There are a variety of measures we take behind the scenes, that you may or may not be aware of. We are always working to increase our efficiency, minimise waste, and streamline our practices so we are better stewards of the Earth and this beautiful island.

Some of the additional measures we take include: using energy-efficient lightbulbs, using washable antimicrobial cleaning cloths rather than single-use wipes, using a silpat instead of foil or parchment paper to line baking trays, using refillable cleaning products, writing with pens that are refillable instead of single-use plastic pens, buying linens made from sustainable (non-plastic, and non-microfibre-shedding) fibres such as cotton, bamboo, and hemp. The previous owners left us mostly poly-blend linens (probably because they’re less prone to wrinkle) which were a bit worn anyway, so for the 2022 season, we have gotten almost all new sheets in lovely, sustainable fabrics that won’t shed microplastics into the water supply.

Personally, some of the modifications we’ve made to our lifestyle include: only using safety razors (so you only throw away the small razor blades, not the handle, and not a big plastic cartridge), using tooth powder rather than toothpaste (which comes in low-waste refill packages, rather than a wasteful, non-recyclable tube) and biodegradable floss that comes in reusable glass jars, use bamboo toothbrush heads for our electric toothbrushes, etc.. It’s been a labour of love to find products that suit our needs and our good for the planet, but we believe it’s worth it.

Inspired to Learn More?

In her book, Zero Waste Home, Bea Johnson changes the old idea of the 3 Rs (reduce, reuse, recycle) to the 5 Rs.

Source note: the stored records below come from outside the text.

PR #1217, opened 2022-03-30
refactor: Move Identification from Plugins to Core

toyamaza:
This PR moves Identification from Plugins to Core in order to use IdentifiedDetectorElement in the strip SP builder


paulgessinger:
Hmm, I don't think we want this Identifier in core actually. 

We originally removed this to ensure that ACTS code does not depend on anything specific in the Identifier. 

Can we work around this and achieve what you need a different way?

toyamaza:
Hi @paulgessinger , OK, let me open another PR for the SP builder to see what we can do instead of this PR.

toyamaza:
Closing this PR as we discussed at the meeting.

Issue #1172, opened 2022-02-18
Seeding grid phi binning has changed 


osbornjd:
The seeding algorithm has changed in a nontrivial way in regards to the way that the grid binning is determined. In previous versions, e.g. 1.1, the space point grid binning was determined by the maximum deflection angle as seen [here](https://github.com/acts-project/acts/blob/836fddd02c3eff33825833ff97d6abda5b5c20a0/Core/include/Acts/Seeding/SpacePointGrid.ipp#L37). In the latest version, there are additional components that lead to different phi binning for the same input configuration parameters due to the addition of `deltaAngleWithMaxD0` as well as the dividing by the number of phi neighbors as seen [here](https://github.com/acts-project/acts/blob/b8abfb54cbb6561337be82c6ad0dd1c12609f35b/Core/include/Acts/Seeding/SpacePointGrid.ipp#L58). Is the effect of this change completely understood? It changes the underlying binning of the grid, which may or may not impact physics and/or CPU timing performance (that is still to be determined for the case of sPHENIX, not sure if other experiments have seen changes).

paulgessinger:
This was largely the work of @LuisFelipeCoelho towards making the ACTS seeding perform (or able to be configured to perform) identically to the ATLAS seeding for ITk. 

I believe the changes are in fact understood overall (I'll let @LuisFelipeCoelho and @noemina comment on this).

We unfortunately still don't have detailed distribution level physics performance monitoring, but we do have the ROOT hash monitoring, and changes to the output were investigated.

robertlangenberg:
Joe had told me the parameter deltaAngleWithMaxD0 leads to MORE phi-bins, which would be counter-intuitive. it should be less than before. If numPhiNeighbors=1 there shouldn't be an increase in the number of phi-bins if i'm not mistaken

noemina:
As you say, the parameter deltaAngleWithMaxD0 leads to a larger expected deflection in phi and should reduce the number of bins. I think is the change in the denominator that increases the number of bins (there was no denominator in the previous version of the code).

> If numPhiNeighbors=1 there shouldn't be an increase in the number of phi-bins if i'm not mistaken

In terms of number of bins, the previous value is obtainable if numPhiNeighbors=0, not 1. This has been indeed added to configure consistently the number of bins in the grid and the bin finder.

robertlangenberg:
Hi @noemina sorry for having this discussion spread out, I'll try to recap what I said and your response on #1167. 
I said
[...]

PR #1220, opened 2022-03-31
feat: change name of numPhiNeighbors in the grid

LuisFelipeCoelho:
As @robertlangenberg and @noemina have addressed in PR #1167 and issue #1172, `numPhiNeighbors` for Grid and BinFinder don't mean the same. The `numPhiNeighbors` for the Grid is the number of phiBin neighbors that should cover the full deflection of a minimum pT particle, while `numPhiNeighbors` in the BinFinder is the number of phi bin neighbors (including the current one) that are used to search for SPs. 

This PR renames `numPhiNeighbors` for the Grid to `phiBinDeflectionCoverage` and allows for even numbers of phiBins.


Core/include/Acts/Seeding/SpacePointGrid.hpp
```diff
@@ -37,8 +37,12 @@ struct SpacePointGridConfig {
   float cotThetaMax;
   // maximum impact parameter in mm
   float impactMax;
-  // sets of consecutive phi bins in the seed making step
-  int numPhiNeighbors = 0;
+  // number of phiBin neighbors (plus the current bin) that covers the full
+  // deflection of a minimum pT particle
+  int phiBinDeflectionCoverage = 1;
```
robertlangenberg, line 42: @LuisFelipeCoelho, thanks for the name change!

You changed the calculation that uses phiBinDeflectionCoverage, which is fine, it needs to be carefully explained though: I suggest a comment like this: Multiplicator for the number of phi-bins. The minimum number of phi-bins depends on min_pt, magnetic field: 2*M_PI/(minPT particle phi-deflection). phiBinDeflectionCoverage is a multiplier for this number. If numPhiNeighbors (is this the correct naming? where is this configured?) is configured to return 1 neighbor on either side of the current phi-bin (and you want to cover the full phi-range of minPT), leave this at 3.

Core/include/Acts/Seeding/SpacePointGrid.hpp
```diff
@@ -37,8 +37,12 @@ struct SpacePointGridConfig {
...
+  // number of phiBin neighbors at each side of the current bin that will be
+  // used to search for SPs
+  int numPhiNeighbors;
```
robertlangenberg, line 45: is this still used (i don't think it is?)? if yes, set a default. if no, delete it.

Core/include/Acts/Seeding/SpacePointGrid.hpp
robertlangenberg: I'd also set the default to 3.

robertlangenberg: also, please run the seeding examples and check if they still work with the new config.

robertlangenberg (changes requested):
please address comments

Core/include/Acts/Seeding/SpacePointGrid.hpp
robertlangenberg: Thank you very much for the additional explanation and for moving  :)

could you run the seeding example (not the itk one) to see if it still works? my expectation is that it won't work as it expects the numPhiNeighbors configuration (which now doesn't exist anymore)

LuisFelipeCoelho: I tested the `seeding.py` and it worked. I think it is using the default value since there was no configuration for numPhiNeighbors in the seeding example. Should I add one configuration for numPhiNeighbors and phiBinDeflectionCoverage?

robertlangenberg (approved):

PR #1222, opened 2022-03-31
ci: Decouple LCG and Ubuntu builds

paulgessinger:
This allows getting rid of some `if/else` branching between these, and allows splitting up the follow up checks (examples+pytest and phys monitoring) into separate jobs that depend on the build job result. This means they can run independently of each other and if either fails, the other will still run and provide output.

### DIFF
--- a/.github/workflows/builds.yml
+++ b/.github/workflows/builds.yml
@@ -121,10 +121,13 @@ jobs:
       - name: Install
         run: cmake --build build -- install
 
+      - name: Package build
+        run: tar czf ../build.tar.gz -C build . 
+
       - uses: actions/upload-artifact@v3
         with:
           name: acts-linux-ubuntu
-          path: build
+          path: build.tar.gz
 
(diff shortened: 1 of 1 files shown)


stephenswat:
Hmm, so it looks like the CI is still trying to run the old jobs, which it now no longer has the configuration for anymore? Or how does that work?

paulgessinger:
"Required checks" in the PR UI is a UI thing, that's not defined by the job description. I'll have to override this and change the settings if we merge this.

stephenswat:
Ah, that seems... Confusing on Github's part. :thinking:

paulgessinger:
Ok, fixed conflicts. Can we go again @stephenswat ?

stephenswat (approved):
Re-approving.

paulgessinger:
Ok, required old checks are still listed, new ones have passed. Overriding check requirement to merge this then.

PR #1633, opened 2022-10-27
feat: Python documentation

benjaminhuth:
This could be a first version of a python documentation. It uses sphinx + autodoc + autosummary. Warning: It is not very pretty, and in some cases also not very functional.
But at least it is possible to view the signatures of e.g. the `addFoo` functions, or see the members of the config structs of the algorithms...
Probably there is much room for improvement though...

Note: I just modified the docstrings of the python functions so that they do not cause errors during gerneration.


benjaminhuth:
Ah this cannot work since we do not build the python plugin on readthedocs, right @paulgessinger? Do you think this would be possible, or to use an build artifact or something like that?

paulgessinger:
Hm good point. That might be a bit tricky since we'd have to restructure the way RTD builds this to pull the required info from a previous job. We'd have to trigger the RTD builds ourselves  rather than using their github integration.

PR #1634, opened 2022-10-28
feat: Make Clusterization.hpp aware of grid dimensionality 

gagnonlg:
This PR makes Clusterization.hpp aware of the grid dimensionality. Since the problem is much simpler on a 1-D grid, this enables a few optimizations. Right now, only support for 2D and 1D grid is implemented.

To aid in testing, unit tests for both cases have also been added.

Note, the changes are supposed to be backwards compatible. Previously it was assumed that the grid was 2-dimensional, thus the GridDim template parameter defaults to 2 where relevant.


gagnonlg:
Running an integration test on the athena side before un-WIP-ing

noemina (approved):
Nothing to mention, all looks good to me.

PR #1636, opened 2022-10-31
fix: Adjust full_chain_itk configuration for updated vertex fitting algori…

goetzgaycken:
The vertex fitting algorithm does not perform a track selection anymore (since #1579) but e.g. expects preselected track parameters as input.

### DIFF
--- a/Examples/Scripts/Python/full_chain_itk.py
+++ b/Examples/Scripts/Python/full_chain_itk.py
@@ -10,6 +10,7 @@ from acts.examples.simulation import (
     ParticleSelectorConfig,
     addDigitization,
 )
+from acts.examples import TrackSelector
 from acts.examples.reconstruction import (
     addSeeding,
     TruthSeedRanges,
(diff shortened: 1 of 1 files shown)


andiwand:
hey @goetzgaycken ! sorry I forgot to follow up with the itk full chain. you can attach the track selection to the track finding now. an example is given in the odd full chain [here](https://github.com/acts-project/acts/blob/main/Examples/Scripts/Python/full_chain_odd.py#L108)

goetzgaycken:
> you can attach the track selection to the track finding now. 
- Sure. But in run2/3 the track selection for vertex finding was tighter than for track finding. Is that different for run4 ? 
- Would that do something different than the track selector algorithm concerning the vertex finding ?

paulgessinger:
Hm, at least we could experiment with a tighter track selection before the vertexing. Thoughts @timadye ?

andiwand:
I moved the track selection into CKF because I thought it aligns better with the seeding interface for example. I did not consider any procedure from run2/3/4. I can add the track selection back into the vertexing if that is a requirement. But I guess the track finding should keep the track selection?

timadye:
I think it would be good to add the `TrackSelectorRanges` option back into `addVertexFitting`. Sorry I hadn't spotted that it was removed by #1579. We should be able to specify the selection in `addCKFTracks` or `addVertexFitting`, or both (as @goetzgaycken suggests), even if our examples plump for one or the other.

Can we include `addAmbiguityResolution` in the `full_chain_itk.py` example?

andiwand:
makes sense. sorry for the back and forth. having two track selectors makes the wiring a bit complicated so I would wait for https://github.com/acts-project/acts/pull/1588 to clean this up

goetzgaycken:
closing this, because problem fixed by #1642 (which adds ambiguity resolution which provides track selection)

PR #1637, opened 2022-10-31
refactor: DD4hep detector access

andiwand:
noticed that we pass around the geometry service in python which seems confusing and can be solved more directly by exposing the `dd4hep::Detector` object


paulgessinger (approved):
lgtm

Examples/Python/python/acts/examples/simulation.py
```diff
@@ -555,10 +553,12 @@ def addGeant4(
     else:
         particles_selected = "particles_input"
 
-    g4detector = DDG4DetectorConstruction(geometryService)
+    if g4detectorConstruction is None:
```
benjaminhuth, line 556: Hmm is this redundant? There is no default for `g4detectorConstruction`, so someone would need to pass explicitly `None` for the `g4detectorConstruction` to the function, which is not very likely.

benjaminhuth (approved):
Very nice, improves the interface quite a bit. Just a minor comment, feel free to ignore it!

Examples/Python/python/acts/examples/simulation.py
andiwand: you are right - I will make use of this `if` here https://github.com/acts-project/acts/blob/83298cbe8bc08761113c4b132f43acd89c9b5edf/Examples/Python/python/acts/examples/simulation.py#L589-L593 in https://github.com/acts-project/acts/pull/1638

so I think its fine to merge this temporarily even tho is has no effect

PR #1638, opened 2022-10-31
feat: Geant4 telescope detector examples

andiwand:
- Geant4 telescope detector construction
- cleanup telescope code
- auto Geant4 detector construction discovery


Examples/Algorithms/Geant4/src/TelescopeDetectorConstruction.cpp
```diff
@@ -0,0 +1,122 @@
...
+  //
+  G4double worldSizeX = 2 * m_cfg.bounds[0];
+  G4double worldSizeY = 2 * m_cfg.bounds[1];
+  G4double worldSizeZ = length;
+
+  // Construct the rotation
+  // This assumes the binValue is binX, binY or binZ. No reset is necessary in
+  // case of binZ
+  G4RotationMatrix* rotation = nullptr;
+  if (m_cfg.binValue == Acts::BinningValue::binX) {
```
benjaminhuth, line 59: I'm actually not entirely happy with comparing an `int` with an `Acts::BinningValue` (which is an enum)...
But maybe it would make more sense to change the `Acts::BinningValue` to a scoped enum?

But for the start it could also be enough to check if the value is 0, 1 or 2 and trow otherwise?

andiwand: same :smile: I think the reason is that this config value comes from python? I will change it to an enum class and use static cast

benjaminhuth: Yeah probably. The cleaner way would be to bind the `enum` properly to python, so that also in python we could pass something like `acts.BinningValue.binX` to the config...
But not sure if that must happen in that PR

Examples/Python/python/acts/examples/simulation.py
```diff
@@ -555,13 +559,19 @@ def addGeant4(
...
+
     g4conf = geant4SimulationConfig(
         level=customLogLevel(),
-        detector=g4detector,
+        detector=g4detectorConstruction,
         inputParticles="particles_input",
         trackingGeometry=trackingGeometry,
         magneticField=field,
+        volumeMappings=[],
+        materialMappings=["G4_Si"],
```
benjaminhuth, line 574: In principle I'm fine with this, but this means that this material is hardcoded now... Do you have checked if the ODD still works with this?
The best solution would be to couple the material mapping information the detectorconstruction object, but it would be maybe also sufficient to add more entries to the default, e.g. `["G4_Si", "Silicon", "Si"]` I guess (`"Silicon"` is the default entry on the C++ side, which gets overwritten by this).

Examples/Python/src/Detector.cpp
```diff
@@ -34,6 +34,11 @@ void addDetector(Context& ctx) {
         .def("name", &IContextDecorator::name);
   }
 
+  {
+    py::class_<IBaseDetector, std::shared_ptr<IBaseDetector>>(mex,
```
benjaminhuth, line 38: Do we actually need a binding for IBaseDetector? Since python is a dynamically typed language, I would have believed that we are fine without with, but maybe I'm wrong.

Examples/Scripts/Python/telescope_simulation.py
```diff
@@ -0,0 +1,64 @@
...
+    )
+
+    field = acts.ConstantBField(acts.Vector3(0, 0, 2 * u.T))
+
+    outputDir = Path.cwd() / "telescope_simulation"
+    if not outputDir.exists():
+        outputDir.mkdir()
+
+    for geant, postfix in [(False, "fatras"), (True, "geant4")]:
+        rnd = acts.examples.RandomNumbers()
```
benjaminhuth, line 30: Maybe create the rnd object outside of the for-loop? And initialize with static seed like 42 to have reproducibility (or just make clear we have a static seed here, I'm not sure how default initialization is actually...)?

benjaminhuth (commented):
Looks good, just a few minor comments, but nothing critical

Examples/Python/python/acts/examples/simulation.py
andiwand: oh yeah that should not be merged. I think it would be good to expose the list as you did. but I will use "normal" silicon in the G4 construction

Examples/Algorithms/Geant4/src/DetectorConstructionHelper.cpp
```diff
@@ -0,0 +1,37 @@
...
+//
+// This Source Code Form is subject to the terms of the Mozilla Public
+// License, v. 2.0. If a copy of the MPL was not distributed with this
+// file, You can obtain one at http://mozilla.org/MPL/2.0/.
+
+#include "ActsExamples/Geant4/DetectorConstructionHelper.hpp"
+
+#include "ActsExamples/TelescopeDetector/TelescopeDetector.hpp"
+#include "ActsExamples/TelescopeDetector/TelescopeG4DetectorConstruction.hpp"
+#ifdef ACTS_GEANT4_DD4HEP
```
andiwand, line 13: I am not too happy about those. any other ideas @benjaminhuth @paulgessinger ?

paulgessinger: Might be cleaner to determine this at CMake level only and add different `.cpp` files to the target? That's ~ what I did for the python bindings.

benjaminhuth: One alternative that comes to my mind would be to implement this in a pure python function, that can dynamically check if a type is available or not... Might also be an option, because I don't think we need to call this ever directly from C++, right?

Besides this I'm not sure if handling in CMake is useful here, because thant we could not do it in a single function, right?

Examples/Algorithms/Geant4/src/DetectorConstructionHelper.cpp
```diff
@@ -0,0 +1,37 @@
...
+#include "ActsExamples/DDG4/DDG4DetectorConstruction.hpp"
+#endif
+
+#include <stdexcept>
+
+G4VUserDetectorConstruction *ActsExamples::getG4DetectorContruction(
+    const ActsExamples::IBaseDetector &detector) {
+  if (auto telescope =
+          dynamic_cast<const ActsExamples::Telescope::TelescopeDetector *>(
+              &detector)) {
```
AJPfleger, line 24: I am not sure, if I understood this correctly, but isn't an assignment as a conditional always `true`? same for the `else if` below.

benjaminhuth: Hmm this is indeed correct code, if you do a declaration in an `if` statement, then the compiler tries to convert the declared variable contextually to `bool` (though this is not documented well e.g., at cppreference, but there you can find the bullet point "simple declaration" under as a valid condition).

andiwand: `dynamic_cast` will give you a `nullptr` if the cast fails for pointers. for references this would throw

paulgessinger: I would argue 
```suggestion
  if (auto telescope =
          dynamic_cast<const ActsExamples::Telescope::TelescopeDetector *>(
              &detector); telescope != nullptr) {
```
is better.

benjaminhuth: yeah this would be more clear I agree, though it is semantically equivalent.

andiwand:
this one contains now #1646 which should be merged first

PR #1640, opened 2022-10-31
feat: Basic GSF physics performance monitoring

benjaminhuth:
This sets up some basic performance monitoring for the GSF, it may need to be tuned in the future


andiwand (approved):
looks good to me :+1:

paulgessinger:
:fire:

We try to follow these as much as possible. It’s a great book with lots of ideas and we highly recommend reading it if you’re new to the concept of zero-waste (or just want some solid guidance).

These are, listed in order of priority:

  • Refuse — don’t bring any single-use items into the house; refuse them politely to keep the house clutter-free and to publicly acknowledge that wasteful items are unnecessary and unwanted. This includes: single use plastics/ food wrappers, “freebies” (typically cheaply made with loads of single-use plastics), etc.;
  • Reduce — minimise usage of anything that is not reusable or sustainable;
  • Reuse — while this is a LOT more work, overall it’s more sustainable, so we reuse refillable multi-use containers whenever possible along with cloth napkins, dishtowels, etc.;
  • Recycle — the goal of zero-waste is not to recycle everything, which is why this is #4 on the list. When we can’t refuse, reduce, or reuse, we do recycle;
  • Rot (aka Compost) — we’re lucky to have a council that not only knows the value of composting, but provides it as a service. We compost our own food waste for our own garden, but for hygiene reasons, send guest food waste to the council every two weeks when they collect the bins.